WORK TO COMPLETE: Once the line containing "some minor comments" is found, copy that line and all remaining lines of the records exactly, including the last one, and add nothing.

Start of DATA PROVIDED

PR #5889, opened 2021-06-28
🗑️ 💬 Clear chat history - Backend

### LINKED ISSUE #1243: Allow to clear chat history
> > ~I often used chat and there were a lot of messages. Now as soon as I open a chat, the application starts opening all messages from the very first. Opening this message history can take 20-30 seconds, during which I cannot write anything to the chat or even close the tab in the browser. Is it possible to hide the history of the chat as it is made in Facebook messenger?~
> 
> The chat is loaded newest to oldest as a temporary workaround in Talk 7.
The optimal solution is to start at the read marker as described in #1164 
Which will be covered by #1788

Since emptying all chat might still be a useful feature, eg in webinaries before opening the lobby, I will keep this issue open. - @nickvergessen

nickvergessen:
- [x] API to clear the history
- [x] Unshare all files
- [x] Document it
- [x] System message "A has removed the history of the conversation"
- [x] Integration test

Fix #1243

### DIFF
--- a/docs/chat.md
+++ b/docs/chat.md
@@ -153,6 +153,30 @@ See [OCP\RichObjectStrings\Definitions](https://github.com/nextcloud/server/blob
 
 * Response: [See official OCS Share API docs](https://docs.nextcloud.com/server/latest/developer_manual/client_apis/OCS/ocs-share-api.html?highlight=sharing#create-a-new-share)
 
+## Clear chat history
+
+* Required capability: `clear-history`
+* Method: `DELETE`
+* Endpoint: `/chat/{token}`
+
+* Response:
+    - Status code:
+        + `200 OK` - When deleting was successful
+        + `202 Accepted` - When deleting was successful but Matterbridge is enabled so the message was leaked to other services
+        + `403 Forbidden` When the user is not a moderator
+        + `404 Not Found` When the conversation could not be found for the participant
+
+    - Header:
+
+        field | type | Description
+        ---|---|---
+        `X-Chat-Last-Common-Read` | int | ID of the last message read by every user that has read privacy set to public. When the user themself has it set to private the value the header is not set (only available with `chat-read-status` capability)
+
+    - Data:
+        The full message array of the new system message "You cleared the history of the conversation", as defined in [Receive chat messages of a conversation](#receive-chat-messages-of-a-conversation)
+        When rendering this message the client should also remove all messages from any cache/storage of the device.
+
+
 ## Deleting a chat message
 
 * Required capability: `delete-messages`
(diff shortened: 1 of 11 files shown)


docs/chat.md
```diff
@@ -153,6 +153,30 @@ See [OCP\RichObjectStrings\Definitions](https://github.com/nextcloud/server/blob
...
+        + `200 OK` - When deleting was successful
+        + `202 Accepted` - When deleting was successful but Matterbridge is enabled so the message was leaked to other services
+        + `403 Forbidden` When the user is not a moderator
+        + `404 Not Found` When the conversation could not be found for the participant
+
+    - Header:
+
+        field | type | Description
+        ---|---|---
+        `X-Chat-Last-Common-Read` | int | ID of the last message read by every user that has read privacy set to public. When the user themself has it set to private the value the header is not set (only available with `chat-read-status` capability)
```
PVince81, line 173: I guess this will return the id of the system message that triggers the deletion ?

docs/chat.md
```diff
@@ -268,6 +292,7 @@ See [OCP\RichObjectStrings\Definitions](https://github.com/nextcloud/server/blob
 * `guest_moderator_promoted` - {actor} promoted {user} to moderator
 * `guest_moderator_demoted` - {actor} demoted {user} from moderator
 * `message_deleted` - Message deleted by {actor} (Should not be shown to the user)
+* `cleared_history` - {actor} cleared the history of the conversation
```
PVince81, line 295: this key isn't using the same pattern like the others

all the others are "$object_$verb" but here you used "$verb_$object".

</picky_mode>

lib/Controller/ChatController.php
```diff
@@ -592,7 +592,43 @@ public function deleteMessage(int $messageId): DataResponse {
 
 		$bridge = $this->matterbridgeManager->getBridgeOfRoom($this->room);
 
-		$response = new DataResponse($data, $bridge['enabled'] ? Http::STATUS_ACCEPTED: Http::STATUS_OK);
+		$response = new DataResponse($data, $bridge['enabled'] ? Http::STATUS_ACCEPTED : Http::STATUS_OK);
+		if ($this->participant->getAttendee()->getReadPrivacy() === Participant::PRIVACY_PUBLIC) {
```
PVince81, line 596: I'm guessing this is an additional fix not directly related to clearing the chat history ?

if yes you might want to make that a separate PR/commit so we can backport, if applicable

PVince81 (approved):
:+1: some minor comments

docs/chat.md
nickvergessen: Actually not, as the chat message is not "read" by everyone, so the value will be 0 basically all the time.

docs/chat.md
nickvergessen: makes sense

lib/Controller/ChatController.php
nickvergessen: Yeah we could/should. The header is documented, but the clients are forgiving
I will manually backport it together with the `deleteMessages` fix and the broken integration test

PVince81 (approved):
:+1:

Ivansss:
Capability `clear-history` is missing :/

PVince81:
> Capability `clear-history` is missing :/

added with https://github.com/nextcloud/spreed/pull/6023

End of DATA PROVIDED

SOLUTION FOR THIS EXERCISE:
:+1: some minor comments

docs/chat.md
nickvergessen: Actually not, as the chat message is not "read" by everyone, so the value will be 0 basically all the time.

docs/chat.md
nickvergessen: makes sense

lib/Controller/ChatController.php
nickvergessen: Yeah we could/should. The header is documented, but the clients are forgiving
I will manually backport it together with the `deleteMessages` fix and the broken integration test

PVince81 (approved):
:+1:

Ivansss:
Capability `clear-history` is missing :/

PVince81:
> Capability `clear-history` is missing :/

added with https://github.com/nextcloud/spreed/pull/6023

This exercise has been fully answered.